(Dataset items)
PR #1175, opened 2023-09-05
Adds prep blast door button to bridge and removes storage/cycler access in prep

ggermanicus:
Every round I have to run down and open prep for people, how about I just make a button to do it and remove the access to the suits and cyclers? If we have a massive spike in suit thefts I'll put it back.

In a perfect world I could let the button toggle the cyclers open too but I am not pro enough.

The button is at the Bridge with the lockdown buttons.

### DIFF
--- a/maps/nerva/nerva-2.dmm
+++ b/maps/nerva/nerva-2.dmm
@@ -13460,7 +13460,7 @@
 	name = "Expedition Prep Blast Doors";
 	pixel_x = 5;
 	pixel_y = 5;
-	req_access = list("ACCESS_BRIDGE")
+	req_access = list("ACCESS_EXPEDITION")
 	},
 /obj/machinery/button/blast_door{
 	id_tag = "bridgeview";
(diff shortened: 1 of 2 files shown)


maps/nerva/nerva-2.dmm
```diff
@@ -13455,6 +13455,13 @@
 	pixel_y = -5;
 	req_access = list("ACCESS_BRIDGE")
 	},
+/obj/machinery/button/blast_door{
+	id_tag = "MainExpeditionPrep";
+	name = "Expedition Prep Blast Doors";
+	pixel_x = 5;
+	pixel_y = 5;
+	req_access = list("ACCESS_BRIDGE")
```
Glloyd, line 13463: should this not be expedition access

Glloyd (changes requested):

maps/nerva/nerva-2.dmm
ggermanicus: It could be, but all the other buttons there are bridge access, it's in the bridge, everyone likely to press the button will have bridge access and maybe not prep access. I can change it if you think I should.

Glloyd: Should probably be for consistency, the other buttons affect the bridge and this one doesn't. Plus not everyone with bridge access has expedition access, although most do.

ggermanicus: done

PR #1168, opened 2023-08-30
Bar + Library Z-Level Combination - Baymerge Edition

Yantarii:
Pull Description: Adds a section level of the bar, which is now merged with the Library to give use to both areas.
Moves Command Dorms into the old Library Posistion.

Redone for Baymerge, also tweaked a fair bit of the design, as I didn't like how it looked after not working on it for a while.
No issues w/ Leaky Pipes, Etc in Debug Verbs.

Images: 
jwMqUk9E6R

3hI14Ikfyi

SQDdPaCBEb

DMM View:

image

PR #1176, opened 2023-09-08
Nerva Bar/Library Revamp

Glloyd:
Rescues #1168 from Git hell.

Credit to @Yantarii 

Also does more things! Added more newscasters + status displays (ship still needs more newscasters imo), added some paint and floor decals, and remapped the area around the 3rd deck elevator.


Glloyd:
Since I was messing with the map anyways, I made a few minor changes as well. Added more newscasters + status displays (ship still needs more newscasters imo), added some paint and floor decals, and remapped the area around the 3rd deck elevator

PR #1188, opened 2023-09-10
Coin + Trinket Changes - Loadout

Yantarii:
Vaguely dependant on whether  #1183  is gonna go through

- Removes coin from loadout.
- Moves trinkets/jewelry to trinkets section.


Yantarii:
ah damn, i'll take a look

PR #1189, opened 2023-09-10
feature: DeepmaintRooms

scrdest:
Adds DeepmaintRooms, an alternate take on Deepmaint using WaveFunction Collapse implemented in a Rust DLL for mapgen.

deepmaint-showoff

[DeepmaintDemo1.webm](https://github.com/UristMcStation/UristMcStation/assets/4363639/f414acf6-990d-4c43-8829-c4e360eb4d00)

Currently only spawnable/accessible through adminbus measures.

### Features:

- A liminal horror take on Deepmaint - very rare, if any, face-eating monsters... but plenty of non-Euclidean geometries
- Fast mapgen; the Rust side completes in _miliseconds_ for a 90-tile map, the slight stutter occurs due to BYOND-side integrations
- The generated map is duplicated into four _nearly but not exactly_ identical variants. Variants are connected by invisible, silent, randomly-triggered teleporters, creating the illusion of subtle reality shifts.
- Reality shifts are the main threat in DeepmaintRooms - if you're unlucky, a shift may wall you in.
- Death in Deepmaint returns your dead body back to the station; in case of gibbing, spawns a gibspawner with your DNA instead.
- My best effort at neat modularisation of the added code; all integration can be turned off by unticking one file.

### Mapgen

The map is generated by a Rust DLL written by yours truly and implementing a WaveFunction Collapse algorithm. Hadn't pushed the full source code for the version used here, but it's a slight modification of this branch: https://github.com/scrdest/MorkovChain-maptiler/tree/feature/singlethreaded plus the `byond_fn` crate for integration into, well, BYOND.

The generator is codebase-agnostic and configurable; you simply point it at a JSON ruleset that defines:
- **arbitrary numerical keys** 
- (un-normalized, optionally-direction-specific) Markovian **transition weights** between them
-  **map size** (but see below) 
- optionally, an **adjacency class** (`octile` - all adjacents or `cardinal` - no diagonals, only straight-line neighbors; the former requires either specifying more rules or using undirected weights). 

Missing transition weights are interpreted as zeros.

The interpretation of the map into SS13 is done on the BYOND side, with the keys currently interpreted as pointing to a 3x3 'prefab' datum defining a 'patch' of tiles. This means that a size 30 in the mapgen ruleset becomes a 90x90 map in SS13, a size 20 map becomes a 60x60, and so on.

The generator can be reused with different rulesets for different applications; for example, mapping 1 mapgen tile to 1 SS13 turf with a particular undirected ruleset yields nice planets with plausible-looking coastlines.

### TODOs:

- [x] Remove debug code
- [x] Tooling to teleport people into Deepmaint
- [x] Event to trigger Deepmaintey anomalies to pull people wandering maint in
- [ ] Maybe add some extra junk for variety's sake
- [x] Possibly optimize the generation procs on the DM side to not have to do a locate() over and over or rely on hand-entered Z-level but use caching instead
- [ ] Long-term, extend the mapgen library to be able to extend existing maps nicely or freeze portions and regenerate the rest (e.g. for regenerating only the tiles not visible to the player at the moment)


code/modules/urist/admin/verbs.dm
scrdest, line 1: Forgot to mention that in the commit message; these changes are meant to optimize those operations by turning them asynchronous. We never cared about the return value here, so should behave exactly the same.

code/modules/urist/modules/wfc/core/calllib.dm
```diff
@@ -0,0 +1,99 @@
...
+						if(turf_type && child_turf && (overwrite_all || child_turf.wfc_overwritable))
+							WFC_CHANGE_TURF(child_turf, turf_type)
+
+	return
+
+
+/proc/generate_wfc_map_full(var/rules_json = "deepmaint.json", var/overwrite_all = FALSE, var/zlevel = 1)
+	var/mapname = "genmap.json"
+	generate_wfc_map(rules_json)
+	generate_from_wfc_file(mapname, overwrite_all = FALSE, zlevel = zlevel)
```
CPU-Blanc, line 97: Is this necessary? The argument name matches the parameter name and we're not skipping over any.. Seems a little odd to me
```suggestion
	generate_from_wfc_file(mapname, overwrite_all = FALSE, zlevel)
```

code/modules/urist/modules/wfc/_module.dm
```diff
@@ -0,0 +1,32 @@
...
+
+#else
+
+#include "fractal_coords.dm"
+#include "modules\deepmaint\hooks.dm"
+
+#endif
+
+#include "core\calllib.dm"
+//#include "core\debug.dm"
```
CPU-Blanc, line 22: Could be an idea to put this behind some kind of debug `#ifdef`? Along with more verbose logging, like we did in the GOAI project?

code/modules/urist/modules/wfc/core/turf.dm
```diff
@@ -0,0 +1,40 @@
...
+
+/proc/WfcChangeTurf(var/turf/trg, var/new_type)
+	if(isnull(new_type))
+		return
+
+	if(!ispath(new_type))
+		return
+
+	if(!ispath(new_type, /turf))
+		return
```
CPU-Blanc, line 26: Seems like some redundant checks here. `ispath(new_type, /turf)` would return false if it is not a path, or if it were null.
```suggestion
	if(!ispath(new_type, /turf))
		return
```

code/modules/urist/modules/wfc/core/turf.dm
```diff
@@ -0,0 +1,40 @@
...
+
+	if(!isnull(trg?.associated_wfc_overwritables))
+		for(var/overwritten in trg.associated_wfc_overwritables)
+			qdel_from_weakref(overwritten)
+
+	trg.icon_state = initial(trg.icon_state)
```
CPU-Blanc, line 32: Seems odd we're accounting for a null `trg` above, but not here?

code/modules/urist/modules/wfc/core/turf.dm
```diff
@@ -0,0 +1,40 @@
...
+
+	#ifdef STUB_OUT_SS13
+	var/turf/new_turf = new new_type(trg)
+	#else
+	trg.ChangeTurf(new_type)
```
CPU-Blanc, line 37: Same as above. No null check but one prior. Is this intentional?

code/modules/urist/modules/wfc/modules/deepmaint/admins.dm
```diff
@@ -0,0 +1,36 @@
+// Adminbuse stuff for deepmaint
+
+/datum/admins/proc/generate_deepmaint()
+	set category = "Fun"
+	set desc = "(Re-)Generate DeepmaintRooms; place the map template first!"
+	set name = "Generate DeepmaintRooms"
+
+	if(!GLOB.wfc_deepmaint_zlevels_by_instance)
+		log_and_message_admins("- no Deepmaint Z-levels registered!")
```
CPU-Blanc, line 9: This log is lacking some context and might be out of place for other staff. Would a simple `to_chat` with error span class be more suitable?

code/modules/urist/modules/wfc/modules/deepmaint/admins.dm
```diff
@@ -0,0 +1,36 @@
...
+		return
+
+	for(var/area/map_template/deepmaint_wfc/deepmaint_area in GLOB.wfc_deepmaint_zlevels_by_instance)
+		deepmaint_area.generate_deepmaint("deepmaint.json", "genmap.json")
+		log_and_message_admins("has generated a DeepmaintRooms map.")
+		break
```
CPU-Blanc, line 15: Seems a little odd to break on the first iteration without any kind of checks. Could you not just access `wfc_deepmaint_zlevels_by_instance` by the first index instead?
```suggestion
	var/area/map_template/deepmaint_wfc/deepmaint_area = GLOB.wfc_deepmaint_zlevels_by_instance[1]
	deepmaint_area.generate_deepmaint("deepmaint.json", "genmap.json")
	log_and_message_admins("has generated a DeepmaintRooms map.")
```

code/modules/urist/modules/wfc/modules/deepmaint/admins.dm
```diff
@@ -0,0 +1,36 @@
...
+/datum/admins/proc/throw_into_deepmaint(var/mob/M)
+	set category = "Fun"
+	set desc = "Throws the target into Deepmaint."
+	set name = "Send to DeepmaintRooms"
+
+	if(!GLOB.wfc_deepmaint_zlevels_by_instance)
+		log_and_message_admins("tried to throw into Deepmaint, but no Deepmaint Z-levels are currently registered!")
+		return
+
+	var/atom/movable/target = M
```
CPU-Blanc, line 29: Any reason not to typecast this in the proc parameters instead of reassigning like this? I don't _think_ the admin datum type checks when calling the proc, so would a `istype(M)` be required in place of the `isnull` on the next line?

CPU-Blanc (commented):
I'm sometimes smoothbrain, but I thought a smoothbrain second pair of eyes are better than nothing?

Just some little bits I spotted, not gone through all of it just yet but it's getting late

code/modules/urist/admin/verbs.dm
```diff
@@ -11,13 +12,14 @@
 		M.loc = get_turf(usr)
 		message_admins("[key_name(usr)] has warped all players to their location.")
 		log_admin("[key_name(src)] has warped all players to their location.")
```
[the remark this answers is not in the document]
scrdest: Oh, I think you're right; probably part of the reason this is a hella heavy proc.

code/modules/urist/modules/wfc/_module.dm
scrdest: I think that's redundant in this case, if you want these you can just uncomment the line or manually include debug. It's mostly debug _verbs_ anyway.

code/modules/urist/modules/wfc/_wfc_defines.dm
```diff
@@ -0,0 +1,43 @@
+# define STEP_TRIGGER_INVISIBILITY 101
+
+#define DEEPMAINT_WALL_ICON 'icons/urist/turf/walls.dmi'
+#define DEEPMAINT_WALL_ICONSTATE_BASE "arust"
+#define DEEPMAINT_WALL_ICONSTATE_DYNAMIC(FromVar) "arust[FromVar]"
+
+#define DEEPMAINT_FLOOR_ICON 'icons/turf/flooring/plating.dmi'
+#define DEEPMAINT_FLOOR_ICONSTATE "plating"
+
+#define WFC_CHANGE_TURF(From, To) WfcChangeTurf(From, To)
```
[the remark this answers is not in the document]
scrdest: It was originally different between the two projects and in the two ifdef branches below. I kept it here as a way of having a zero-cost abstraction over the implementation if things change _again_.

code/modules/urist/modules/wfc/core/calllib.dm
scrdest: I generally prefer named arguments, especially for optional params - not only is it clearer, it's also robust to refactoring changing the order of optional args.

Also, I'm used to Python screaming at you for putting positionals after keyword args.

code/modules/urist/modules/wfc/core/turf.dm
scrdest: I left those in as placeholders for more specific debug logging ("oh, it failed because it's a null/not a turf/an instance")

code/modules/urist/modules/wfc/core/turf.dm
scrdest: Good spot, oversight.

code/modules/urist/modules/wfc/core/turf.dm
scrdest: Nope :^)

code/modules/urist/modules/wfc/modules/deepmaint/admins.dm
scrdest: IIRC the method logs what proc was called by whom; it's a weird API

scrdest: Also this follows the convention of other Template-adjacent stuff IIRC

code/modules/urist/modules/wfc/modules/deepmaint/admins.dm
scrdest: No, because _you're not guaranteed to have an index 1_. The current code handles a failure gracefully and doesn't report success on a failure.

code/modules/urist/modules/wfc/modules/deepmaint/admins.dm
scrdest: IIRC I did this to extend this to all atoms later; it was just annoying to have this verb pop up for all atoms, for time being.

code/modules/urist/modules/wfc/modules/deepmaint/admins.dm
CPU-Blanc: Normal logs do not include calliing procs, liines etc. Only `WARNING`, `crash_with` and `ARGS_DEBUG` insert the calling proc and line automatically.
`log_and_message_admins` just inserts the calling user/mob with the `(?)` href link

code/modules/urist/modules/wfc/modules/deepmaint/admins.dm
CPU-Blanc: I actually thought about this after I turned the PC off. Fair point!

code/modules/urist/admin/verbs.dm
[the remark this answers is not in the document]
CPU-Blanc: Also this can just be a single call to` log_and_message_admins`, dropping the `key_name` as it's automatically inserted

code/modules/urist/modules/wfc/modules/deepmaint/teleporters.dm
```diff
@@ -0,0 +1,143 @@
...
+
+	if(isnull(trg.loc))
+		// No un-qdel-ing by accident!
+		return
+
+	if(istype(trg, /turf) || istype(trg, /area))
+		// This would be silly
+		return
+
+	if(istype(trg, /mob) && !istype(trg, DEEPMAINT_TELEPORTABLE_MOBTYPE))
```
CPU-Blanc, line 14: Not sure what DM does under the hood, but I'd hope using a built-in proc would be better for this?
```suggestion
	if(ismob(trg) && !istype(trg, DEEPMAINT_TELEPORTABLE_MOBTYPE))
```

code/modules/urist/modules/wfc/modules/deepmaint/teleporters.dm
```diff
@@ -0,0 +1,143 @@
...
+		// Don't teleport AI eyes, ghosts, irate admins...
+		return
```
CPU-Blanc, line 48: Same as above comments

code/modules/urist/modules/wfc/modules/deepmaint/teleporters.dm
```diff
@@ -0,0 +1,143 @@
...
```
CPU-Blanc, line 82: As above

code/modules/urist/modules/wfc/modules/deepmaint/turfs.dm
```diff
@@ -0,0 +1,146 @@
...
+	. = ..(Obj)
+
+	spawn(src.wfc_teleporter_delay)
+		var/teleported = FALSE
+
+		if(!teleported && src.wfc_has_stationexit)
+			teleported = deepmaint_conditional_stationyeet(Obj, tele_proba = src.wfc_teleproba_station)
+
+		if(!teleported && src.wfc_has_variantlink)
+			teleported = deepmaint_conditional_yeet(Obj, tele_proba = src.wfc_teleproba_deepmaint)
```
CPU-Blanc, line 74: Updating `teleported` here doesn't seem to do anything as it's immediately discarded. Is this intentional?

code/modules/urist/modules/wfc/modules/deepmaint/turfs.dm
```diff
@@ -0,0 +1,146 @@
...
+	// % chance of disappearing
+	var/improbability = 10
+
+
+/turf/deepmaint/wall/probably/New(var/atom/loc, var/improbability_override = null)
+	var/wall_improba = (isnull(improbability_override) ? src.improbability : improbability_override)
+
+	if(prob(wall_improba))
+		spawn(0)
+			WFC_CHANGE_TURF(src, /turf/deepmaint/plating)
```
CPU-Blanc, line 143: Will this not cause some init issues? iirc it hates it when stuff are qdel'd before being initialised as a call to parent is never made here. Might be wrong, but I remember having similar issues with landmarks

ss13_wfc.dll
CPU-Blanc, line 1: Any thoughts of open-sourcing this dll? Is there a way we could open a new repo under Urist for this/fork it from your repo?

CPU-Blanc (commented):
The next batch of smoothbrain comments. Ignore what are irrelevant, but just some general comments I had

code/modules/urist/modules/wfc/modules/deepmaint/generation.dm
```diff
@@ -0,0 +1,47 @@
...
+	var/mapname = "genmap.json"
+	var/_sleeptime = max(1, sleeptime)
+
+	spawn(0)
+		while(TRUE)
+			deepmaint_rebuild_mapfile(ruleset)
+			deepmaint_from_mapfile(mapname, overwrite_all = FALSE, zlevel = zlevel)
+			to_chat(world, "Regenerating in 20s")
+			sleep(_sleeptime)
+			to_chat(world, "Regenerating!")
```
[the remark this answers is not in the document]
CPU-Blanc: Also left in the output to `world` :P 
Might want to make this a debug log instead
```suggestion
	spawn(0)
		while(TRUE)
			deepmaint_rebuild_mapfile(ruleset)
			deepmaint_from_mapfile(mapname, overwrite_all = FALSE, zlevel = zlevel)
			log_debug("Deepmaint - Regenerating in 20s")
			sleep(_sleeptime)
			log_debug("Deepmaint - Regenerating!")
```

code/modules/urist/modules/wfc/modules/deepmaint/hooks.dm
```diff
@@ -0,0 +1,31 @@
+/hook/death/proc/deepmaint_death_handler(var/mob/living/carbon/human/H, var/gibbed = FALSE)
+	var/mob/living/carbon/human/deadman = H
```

Exercise aim:
Lines that contain "still" are to be copied from the records above.

Answer below:
Also does more things! Added more newscasters + status displays (ship still needs more newscasters imo), added some paint and floor decals, and remapped the area around the 3rd deck elevator.
Since I was messing with the map anyways, I made a few minor changes as well. Added more newscasters + status displays (ship still needs more newscasters imo), added some paint and floor decals, and remapped the area around the 3rd deck elevator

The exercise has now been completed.